Adult students can be transformed by learning to play a stringed instrument, but they require some special consideration by teachers.
Elmhurst College teachers Susan Blaese and Edgar Gabriel spoke about this topic at a lecture at the American String Teachers Association conference in Salt Lake City earlier this month. Both have many years of experience, teaching adult beginner and intermediate string students.
They defined "adult learners" as anyone age 24 and older who is either starting to play an instrument or resuming after a period of years (not those who continually played since childhood).
Gabriel said that, during his early years of teaching adults, he noticed a trend: "They would quit, right when they were starting to get good!" About a dozen years ago, he started teaching adults in groups, and he's been happy with the results. "In groups, they stick around longer," Gabriel said. "There's a camaraderie, and they don't quit."
Adults have certain challenges: life gets in the way of practice routines for them. They may have arthritis or other physical conditions, and vibrato can be difficult to attain. They also often have unreasonable expectations; they want immediate results.

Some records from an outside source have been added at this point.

PR #1700, opened 2020-10-23
Reorg lodestar options & config handling

### LINKED ISSUE #1684: Discussion: remove deposit functionality
> From what I understand the general consensus these days is that only audited deposit tools should be used, and as such some clients are removing above mentioned functionality (e.g Prysm)

See https://github.com/sigp/lighthouse/issues/1727

dapplion:
### Goals

- Typesafe all options in the CLI. Ensure each arg has an option and that it matches an actual option in Lodestar
- Enable yargs strict options. If the user types `--api.rest.enabled2` the CLI will throw an "Unknown option" error
- Remove variable mutation. Mutations are bad. Mutations make the code really harder to maintain. Mutations must go.
- Deduplicate code
- Remove default exports in Lodestar's options. Properly name each option object and export as named

### Changes

Changes necessary to achieve the goals above

- Disable yargs parser dot-notation. It's a good idea but you get no static Typesafety and it has bugs with the strict options code that make both unsuitable.
- Manually map a doted CLI arg `"api.rest.enabled"` to an IBeaconNodeOptions object, to replace dot-notation. It's not that bad code-wise, and you get static typesafety.
- Refactor the init handler and how other commands use it to initialize things to remove mutation. Use a regular function approach that returns initialized variables for other commands to use.
- Re-do the CLI e2e test to not rely and a setTimeout to guess completed time + stubes. Added a `getLodestarCliTestRunner` utility with which you can run commands directly and await them
```ts
const lodestar = getLodestarCliTestRunner()
const walletNames = await lodestar(`account wallet list --rootDir ${rootDir}`
```
- Re-org testnet settings to reduce code duplication. Since a testnet's config will never change, keep its diff in the src, instead of fetching the config remotely.
- Use a `getBeaconConfig` function to get the config instead of relying on mutations in the init command
- Isolate config and options handling in separate utils. Unit test those.
- Unit test path parsers (getBeaconPaths, getAccountPaths)
- Remove mutation from the path parsers

Others / minor
- Remove the `account validator deposit` command. Fixes https://github.com/ChainSafe/lodestar/issues/1684
- Rename all CLI args to `args`. Previously they were mixed `options` and `args`
- Add `minConnections` option from updated libp2p dependency
- Improve the RecursivePartial type. The previous version caused issues with deeply nested types like network's discv5 options.
- Use synchronous fs methods to interact with small files = simpler code
- Fix init command description


mpetrunic (commented):
Generally looks good to me. It's a huge diff so it's hard to spot any major bugs

dapplion:
> Generally looks good to me. It's a huge diff so it's hard to spot any major bugs

Running the branch locally with your common CLI configurations would be really helpful if you have a chance.

wemeetagain (dismissed):

3xtr4t3rr3str14l (commented):
are the beacon.test.ts and validator.test.ts in lodestar-cli e2e tests going to have anything in them for this PR?

packages/lodestar-cli/src/cmds/dev/handler.ts
```diff
@@ -1,97 +1,89 @@
...
-  const chainDir = join(options.rootDir, "dev", "beacon");
-  const validatorsDir = join(options.rootDir, "dev", "validators");
-  mkdirSync(chainDir, {recursive: true});
-  mkdirSync(validatorsDir, {recursive: true});
+  mkdir(chainDir);
+  mkdir(validatorsDir);
 
-  options.db.name = join(chainDir, "db-" + peerId.toB58String());
-  options.eth1.enabled = false;
+  // TODO: Rename db.name to db.path or db.location
```
3xtr4t3rr3str14l, line 46: is this something that will be handled in this PR?  or do we need to make a separate issue for it?

packages/lodestar-cli/test/e2e/cmds/account.test.ts
```diff
@@ -0,0 +1,142 @@
...
+      // ⏎
+      "account validator list",
+      `--rootDir ${rootDir}`,
+    ]);
+
+    // Write order is not guarranteed, sort before comparing
+    expect(validatorPubKeys.sort()).to.deep.equal(createdPubkeys.sort(), "Wrong validator pubkeys");
+  });
+
+  // it("should make a deposit to validator registration contract", async function () {
```
3xtr4t3rr3str14l: can you remove this commented code since we are removing the deposit command?

packages/lodestar-cli/src/options/beaconNodeOptions/index.ts
```diff
@@ -1,28 +1,38 @@
...
+  sync.ISyncArgs;
 
-// Re-export for convenience
-export type IBeaconNodeOptions = _IBeaconNodeOptions;
-export type IBeaconNodeOptionsPartial = RecursivePartial<_IBeaconNodeOptions>;
+export function parseBeaconNodeArgs(args: IBeaconNodeArgs): RecursivePartial<IBeaconNodeOptions> {
+  // Remove undefined values to allow deepmerge to inject default values downstream
+  return removeUndefinedRecursive({
+    api: api.parseArgs(args),
+    // chain: {},
```
3xtr4t3rr3str14l, line 21: are these two comments here for a particular reason?  if not, can you remove them?

3xtr4t3rr3str14l (commented):
awesome!  this significantly cleans and tightens the cli.  a few minor, mostly cosmetic comments

packages/lodestar-cli/src/cmds/dev/handler.ts
dapplion: A new PR / issue

packages/lodestar-cli/src/options/beaconNodeOptions/index.ts
dapplion: They state that these properties exist in IBeaconNodeOptions but none of them are purposefully exposed as CLI options directly

dapplion:
e2e tests are passing but the simulation tests are failing. I don't see how these CLI changes may affect that test. Let me know if you think the errors should be addressed here

mpetrunic:
> e2e tests are passing but the simulation tests are failing. I don't see how these CLI changes may affect that test. Let me know if you think the errors should be addressed here

seems like minPeers/maxPeers issue, did you change anything on that front?

dapplion:
> > e2e tests are passing but the simulation tests are failing. I don't see how these CLI changes may affect that test. Let me know if you think the errors should be addressed here
> 
> seems like minPeers/maxPeers issue, did you change anything on that front?

Yes I did change something there. Could you paste here the error that points in that direction? I don't see it in the logs

wemeetagain (approved):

But on the other side of it, adults stand to gain much from studying violin or another stringed instrument. Gabriel pointed to studies by Dr. Nina Kraus of Northwestern University that list some of the advantages of studying an instrument as an adult: improved overall hearing, improved ability to distinguish voices in a crowded room and improved memory. He said that his students have told him that their doctors said that playing the violin would help their arthritis.
He described the case of one adult student who had lost her ability to do mental math, due to severe injuries from a car crash. Seven years of therapy did little to help with this skill, which affected her ability to measure distances, understand speed limits, do recipes and balance her checkbook. She had nearly given up when she started playing the violin. As she said in a video, "I didn't realize that some of my mental math skills were coming back," but after several years of violin, she found that those skills were growing. "Now I feel like I'm completely normal." Her skill level on the violin, as shown in the video, was still at a beginning to intermediate level, but the benefits to her brain function were immense.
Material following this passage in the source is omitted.